The Guardian

Indian state pays the price of early success

- Hannah Ellis-Petersen Delhi

As Covid-19 swept through India last year, there was one state that was always seen as standing out in its handling of the pandemic.

The “Kerala model” became a byword for success in containing the virus, named after a series of measures introduced early on by the south Indian state, including rigorous, focused testing, containmen­t, community support and contact tracing.

Yet as nationwide India’s Covid cases have fallen to record lows following the devastatin­g second wave in April, Kerala’s cases have consistent­ly remained high since mid-May. Last week, Kerala accounted for almost 70% of India’s new cases and the state’s positivity rate continues to hover around 17%. While there are signs that cases in Kerala are finally tailing off, questions have remained over why the state has remained a hub of the virus. Its persistenc­e has been partly attributed to the low seropreval­ence – lack of those with antibodies – thanks to earlier successes in preventing a spread of the virus. A seropreval­ence survey carried out in March found that Kerala only had seropreval­ence of around 11%, compared with more than 20% nationally. By the end of July, Kerala still had the lowest seropreval­ence figures in India with 44% of the population showing antibodies, meaning more than 50% remained vulnerable.

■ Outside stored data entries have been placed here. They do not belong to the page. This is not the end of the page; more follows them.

Issue #6368, opened 2025-10-28
[EPIC] Design a public tuning API for CUB


bernhardmgruber:
Background: CUB internally uses tunings to pick parameters for a given workload and GPU architecture. Some users exploit this mechanism and provide their own tunings, attempting to get even better performance than CUB, which is reasonable in case they know more their workload than what CUB was tuned for. However, this either requires calling internal APIs or calling the CUB dispatch layer instead of the device API entry points. This is one reason why we have not moved the dispatch layer into a `detail` namespace.

We should have a well defined public API that our users and we ourselves can use to specify tunings for CUB algoriths.

- [ ] Review existing use cases of our internal tuning APIs
- [ ] Gather requirements for a new public tuning API
- [ ] Design the new tuning API
- [ ] Implement a MVP for a selected CUB algorithm
- [ ] Change/Extend all CUB algorithms to provide access to the new tuning API
- [ ] Replace all internal dispatch layer access by public CUB API calls including the new tuning API
- [ ] Move the CUB dispatch layer into a detail namespace, leaving deprecated aliases in the public (dropped at the next major release)

bernhardmgruber:
All prototyping and design tasks around the tuning API have concluded. Future progress of the CUB-wide roll out is tracked in #7165

PR #6544, opened 2025-11-07
Implement the new tuning API for `DeviceReduce`

bernhardmgruber:
Part of #6368, which was design approved yesterday. The goal is to merge refacttorings like the one here continuously, but avoid any public exposure of the tuning APIs for now. We can turn them live once we completed the rewrite.

- [x] No SASS difference for `cub.bench.reduce.sum.base` on sm120
- [x] No SASS difference for `cub.bench.transform_reduce.sum.base` on sm120
- [x] Compile-time comparison between before and after this PR

Running 3 times (excluding 1 warmup)
```
touch ../cub/test/catch2_test_device_reduce.cu
time make cub.test.device.reduce.lid_0.types_0
```
before:
```
34.716s
34.758s
34.842s
```
after:
```
34.697s
34.477s
34.500s
```

Quick benchmark of `cub.bench.reduce.sum.base` on my RTX 5090, since the SASS diff would not cover regressions in host code. LGTM:
```c++
## [0] NVIDIA GeForce RTX 5090

|   I8    |      I32      |      2^16      |   6.127 us |       1.74% |   6.183 us |       3.24% |  0.056 us |   0.91% |   SAME   |
|   I8    |      I32      |      2^20      |   6.325 us |       9.10% |   6.529 us |      12.28% |  0.204 us |   3.23% |   SAME   |
|   I8    |      I32      |      2^24      |  18.513 us |       2.25% |  18.575 us |       2.91% |  0.062 us |   0.34% |   SAME   |
|   I8    |      I32      |      2^28      | 186.257 us |       0.67% | 185.953 us |       0.70% | -0.304 us |  -0.16% |   SAME   |
|   I8    |      I64      |      2^16      |   6.138 us |       2.74% |   6.144 us |       0.38% |  0.006 us |   0.09% |   SAME   |
|   I8    |      I64      |      2^20      |   6.219 us |       6.64% |   6.288 us |       8.30% |  0.069 us |   1.11% |   SAME   |
|   I8    |      I64      |      2^24      |  18.408 us |       0.64% |  18.437 us |       1.12% |  0.029 us |   0.16% |   SAME   |
|   I8    |      I64      |      2^28      | 185.568 us |       0.73% | 186.777 us |       0.68% |  1.209 us |   0.65% |   SAME   |
|   I16   |      I32      |      2^16      |   6.214 us |       6.61% |   6.236 us |       6.93% |  0.022 us |   0.35% |   SAME   |
|   I16   |      I32      |      2^20      |   8.185 us |       0.99% |   8.188 us |       0.58% |  0.002 us |   0.03% |   SAME   |
|   I16   |      I32      |      2^24      |  28.724 us |       1.37% |  28.770 us |       1.52% |  0.047 us |   0.16% |   SAME   |
|   I16   |      I32      |      2^28      | 347.629 us |       0.55% | 347.639 us |       0.55% |  0.009 us |   0.00% |   SAME   |
|   I16   |      I64      |      2^16      |   6.115 us |       2.25% |   6.112 us |       2.62% | -0.003 us |  -0.05% |   SAME   |
|   I16   |      I64      |      2^20      |   8.173 us |       1.21% |   8.188 us |       0.59% |  0.015 us |   0.18% |   SAME   |
|   I16   |      I64      |      2^24      |  29.304 us |       3.49% |  29.576 us |       3.91% |  0.271 us |   0.93% |   SAME   |
|   I16   |      I64      |      2^28      | 347.087 us |       0.56% | 347.213 us |       0.56% |  0.127 us |   0.04% |   SAME   |
|   I32   |      I32      |      2^16      |   6.126 us |       2.07% |   6.132 us |       1.67% |  0.005 us |   0.08% |   SAME   |
|   I32   |      I32      |      2^20      |   8.183 us |       0.83% |   8.186 us |       0.70% |  0.003 us |   0.04% |   SAME   |
|   I32   |      I32      |      2^24      |  51.217 us |       0.53% |  51.215 us |       0.38% | -0.002 us |  -0.00% |   SAME   |
|   I32   |      I32      |      2^28      | 672.272 us |       0.46% | 672.407 us |       0.50% |  0.135 us |   0.02% |   SAME   |
|   I32   |      I64      |      2^16      |   6.121 us |       1.83% |   6.139 us |       1.16% |  0.018 us |   0.29% |   SAME   |
|   I32   |      I64      |      2^20      |   8.190 us |       0.40% |   8.172 us |       1.28% | -0.018 us |  -0.22% |   SAME   |
|   I32   |      I64      |      2^24      |  51.259 us |       0.74% |  51.325 us |       1.02% |  0.066 us |   0.13% |   SAME   |
|   I32   |      I64      |      2^28      | 671.143 us |       0.61% | 670.702 us |       0.46% | -0.441 us |  -0.07% |   SAME   |
|   I64   |      I32      |      2^16      |   6.131 us |       1.63% |   6.135 us |       1.25% |  0.005 us |   0.08% |   SAME   |
|   I64   |      I32      |      2^20      |  12.444 us |       4.49% |  12.376 us |       3.37% | -0.068 us |  -0.55% |   SAME   |
|   I64   |      I32      |      2^24      |  95.237 us |       1.13% |  95.110 us |       1.12% | -0.127 us |  -0.13% |   SAME   |
|   I64   |      I32      |      2^28      |   1.312 ms |       0.14% |   1.312 ms |       0.15% |  0.045 us |   0.00% |   SAME   |
|   I64   |      I64      |      2^16      |   6.135 us |       1.99% |   6.136 us |       2.53% |  0.001 us |   0.02% |   SAME   |
|   I64   |      I64      |      2^20      |  14.277 us |       2.22% |  14.311 us |       1.59% |  0.035 us |   0.24% |   SAME   |
|   I64   |      I64      |      2^24      |  95.506 us |       1.02% |  95.617 us |       1.03% |  0.112 us |   0.12% |   SAME   |
|   I64   |      I64      |      2^28      |   1.313 ms |       0.15% |   1.312 ms |       0.11% | -0.291 us |  -0.02% |   SAME   |
|  I128   |      I32      |      2^16      |   6.565 us |      12.21% |   6.615 us |      12.69% |  0.050 us |   0.76% |   SAME   |
|  I128   |      I32      |      2^20      |  18.460 us |       1.82% |  18.444 us |       1.16% | -0.016 us |  -0.09% |   SAME   |
|  I128   |      I32      |      2^24      | 188.893 us |       1.50% | 189.003 us |       1.52% |  0.110 us |   0.06% |   SAME   |
|  I128   |      I32      |      2^28      |   2.581 ms |       0.14% |   2.581 ms |       0.13% |  0.101 us |   0.00% |   SAME   |
|  I128   |      I64      |      2^16      |   6.165 us |       2.94% |   6.211 us |       5.45% |  0.046 us |   0.75% |   SAME   |
|  I128   |      I64      |      2^20      |  18.637 us |       3.38% |  18.854 us |       4.38% |  0.216 us |   1.16% |   SAME   |
|  I128   |      I64      |      2^24      | 183.319 us |       0.97% | 183.897 us |       1.05% |  0.578 us |   0.32% |   SAME   |
|  I128   |      I64      |      2^28      |   2.573 ms |       0.11% |   2.573 ms |       0.10% |  0.118 us |   0.00% |   SAME   |
|   F32   |      I32      |      2^16      |   6.216 us |       6.39% |   6.144 us |       0.00% | -0.072 us |  -1.17% |   ????   |
|   F32   |      I32      |      2^20      |   8.189 us |       0.40% |   8.188 us |       0.58% | -0.001 us |  -0.01% |   SAME   |
|   F32   |      I32      |      2^24      |  51.843 us |       2.05% |  51.733 us |       1.98% | -0.110 us |  -0.21% |   SAME   |
|   F32   |      I32      |      2^28      | 666.607 us |       0.27% | 666.752 us |       0.25% |  0.145 us |   0.02% |   SAME   |
|   F32   |      I64      |      2^16      |   6.126 us |       1.63% |   6.136 us |       1.10% |  0.010 us |   0.17% |   SAME   |
|   F32   |      I64      |      2^20      |   9.863 us |       7.95% |   9.680 us |       9.39% | -0.183 us |  -1.86% |   SAME   |
|   F32   |      I64      |      2^24      |  51.605 us |       1.66% |  51.636 us |       1.68% |  0.031 us |   0.06% |   SAME   |
|   F32   |      I64      |      2^28      | 668.767 us |       0.43% | 668.438 us |       0.39% | -0.329 us |  -0.05% |   SAME   |
|   F64   |      I32      |      2^16      |  10.204 us |       1.37% |  10.222 us |       1.13% |  0.018 us |   0.18% |   SAME   |
|   F64   |      I32      |      2^20      |  14.522 us |       4.02% |  14.466 us |       3.40% | -0.057 us |  -0.39% |   SAME   |
|   F64   |      I32      |      2^24      |  96.754 us |       1.11% |  96.618 us |       1.11% | -0.137 us |  -0.14% |   SAME   |
|   F64   |      I32      |      2^28      |   1.317 ms |       0.24% |   1.317 ms |       0.24% | -0.008 us |  -0.00% |   SAME   |
|   F64   |      I64      |      2^16      |  10.189 us |       1.81% |  10.233 us |       1.45% |  0.044 us |   0.43% |   SAME   |
|   F64   |      I64      |      2^20      |  14.373 us |       2.37% |  14.337 us |       0.20% | -0.036 us |  -0.25% |   FAST   |
|   F64   |      I64      |      2^24      |  96.030 us |       0.86% |  96.017 us |       0.86% | -0.013 us |  -0.01% |   SAME   |
|   F64   |      I64      |      2^28      |   1.313 ms |       0.18% |   1.313 ms |       0.17% | -0.124 us |  -0.01% |   SAME   |
|   C32   |      I32      |      2^16      |   6.142 us |       1.25% |   6.133 us |       1.57% | -0.009 us |  -0.15% |   SAME   |
|   C32   |      I32      |      2^20      |  12.470 us |       4.63% |  12.505 us |       5.04% |  0.035 us |   0.28% |   SAME   |
|   C32   |      I32      |      2^24      |  95.110 us |       1.09% |  94.948 us |       1.09% | -0.161 us |  -0.17% |   SAME   |
|   C32   |      I32      |      2^28      |   1.311 ms |       0.13% |   1.311 ms |       0.13% | -0.088 us |  -0.01% |   SAME   |
|   C32   |      I64      |      2^16      |   6.125 us |       1.67% |   6.144 us |       0.00% |  0.019 us |   0.31% |   ????   |
|   C32   |      I64      |      2^20      |  14.251 us |       2.79% |  14.206 us |       3.52% | -0.045 us |  -0.31% |   SAME   |
|   C32   |      I64      |      2^24      |  95.332 us |       1.13% |  95.240 us |       1.12% | -0.091 us |  -0.10% |   SAME   |
|   C32   |      I64      |      2^28      |   1.312 ms |       0.13% |   1.312 ms |       0.11% | -0.170 us |  -0.01% |   SAME   |
```

Fixes: #6565

### DIFF
--- a/c/parallel/src/reduce.cu
+++ b/c/parallel/src/reduce.cu
@@ -177,7 +177,7 @@ CUresult cccl_device_reduce_build_ex(
       }
       else if (accum_t.type == CCCL_FLOAT64)
       {
-        accum_type = accum_type::double32;
+        accum_type = accum_type::float64;
       }
 
       auto operation_t = op_type::unknown;
--- a/cub/cub/device/dispatch/tuning/tuning_reduce.cuh
+++ b/cub/cub/device/dispatch/tuning/tuning_reduce.cuh
@@ -271,7 +271,7 @@ struct sm100_tuning<double, OffsetT, op_type::plus, offset_size::_4, accum_size:
 enum class accum_type
 {
   float32,
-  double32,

Dr Rajeev Jayadevan, a vicechairm­an of the Kerala State Indian Medical Associatio­n, said that Kerala’s trajectory of Covid had always differed from the rest of the country. “I would describe the situation here as a slow burn, rather than an inferno,” he said

He said it was inaccurate to characteri­se this as a failure of the Kerala model. Instead, he pointed to Kerala’s high population density as well as humid weather conditions and fatigue among health workers as other reasons.

Even with cases remaining high, the state has not faced the shortage of oxygen or ICU facilities of other states. “Our fatality rate shows our model is on the right track,” the Kerala health minister Veena George told Reuters last month.